Aim of the task:
Which lines run from the start of the data below to the line containing "protocol has been"? Set them down exactly, with none added.

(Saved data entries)
PR #201, opened 2019-06-13
vulkaninfo: Fix HTML format for multi-GPU computer

jeremyk-lunarg:
Fixes an issue found where the device properties
and extensions would only be printed for the first GPU
on a system when printing in HTML format.


mikew-lunarg:
IIRC when we tested earlier. your first commit was 2 lines, the second was 1 line.
This has 3 lines; is this the 1-line fix applied 3 times?  Does that make sense?

jeremyk-lunarg:
Yes.  The problem was that some <detail> tags weren't getting closed properly.  There were 3 different areas this was happening. Not sure why it claimed there were only 2 changes or 1 change unless it somehow split up my incremental changes while you were looking at it.

PR #212, opened 2019-06-27
cube: Port Wayland impl from wl-shell to xdg-shell

mstoeckl:
This change ports vkcube in both C and C++ versions to use the stable
xdg-shell protocol for Wayland compositors. The original wl-shell
protocol has been deprecated and is being removed from major compositor
libraries; wlroots has already dropped support.

New cmake modules have been added to look for Wayland-Protocols
(containing XML descriptions of all common protocols) and
`wayland-scanner`, the tool used to convert the XML files to a usable C
interface.

The change also adds support for the xdg-decoration protocol, which for
some compositors is provided and needed to let them know that they
should draw a titlebar, borders with resize controls, and other standard
features.

Edit: as for the CLA, all changes in the pull request are placed in the public domain. I wrote the entire patch. If you still need the CLA to be signed despite that, it may take a few hours before I get around to reading it.

Also, it doesn't look like the CI actually checks code conditional on CUBE_WSI_SELECTION=WAYLAND, so it passing just means I haven't broken the XCB code by accident.

~Edit 2: And now that I try to sign the CLA, the website containing the form doesn't work. I'll try again later.~ Seems it did, good.

### DIFF
--- a/cmake/FindWaylandProtocols.cmake
+++ b/cmake/FindWaylandProtocols.cmake
@@ -1,0 +1,13 @@
+# Wayland protocols Defines:
+#
+# * WAYLAND_PROTOCOLS_FOUND    True if the wayland-protocols data path is found
+# * WAYLAND_PROTOCOLS_PATH     Path to the wayland-scanner executable
+#
+
+if(NOT WIN32)
+    find_package(PkgConfig)
+    pkg_check_modules(PKG_WAYLAND_PROTOCOLS QUIET wayland-protocols)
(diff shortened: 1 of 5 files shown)


jeremyk-lunarg:
@mstoeckl I'm sorry it has taken us so long to get to review this.
Please resolve the conflicts and we will review it once that is done.

Tony-LunarG:
Rebased, cherry picked and pushed to master

PR #213, opened 2019-06-27
vulkaninfo: Add '--list-formats' option

jeremyk-lunarg:
This commit makes the following changes:
  - Vulkaninfo no longer prints format properties by default.
  - Adds the `--list-formats` option to turn format listing back on.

The completed task:
PR #201, opened 2019-06-13
vulkaninfo: Fix HTML format for multi-GPU computer

jeremyk-lunarg:
Fixes an issue found where the device properties
and extensions would only be printed for the first GPU
on a system when printing in HTML format.


mikew-lunarg:
IIRC when we tested earlier. your first commit was 2 lines, the second was 1 line.
This has 3 lines; is this the 1-line fix applied 3 times?  Does that make sense?

jeremyk-lunarg:
Yes.  The problem was that some <detail> tags weren't getting closed properly.  There were 3 different areas this was happening. Not sure why it claimed there were only 2 changes or 1 change unless it somehow split up my incremental changes while you were looking at it.

PR #212, opened 2019-06-27
cube: Port Wayland impl from wl-shell to xdg-shell

mstoeckl:
This change ports vkcube in both C and C++ versions to use the stable
xdg-shell protocol for Wayland compositors. The original wl-shell
protocol has been deprecated and is being removed from major compositor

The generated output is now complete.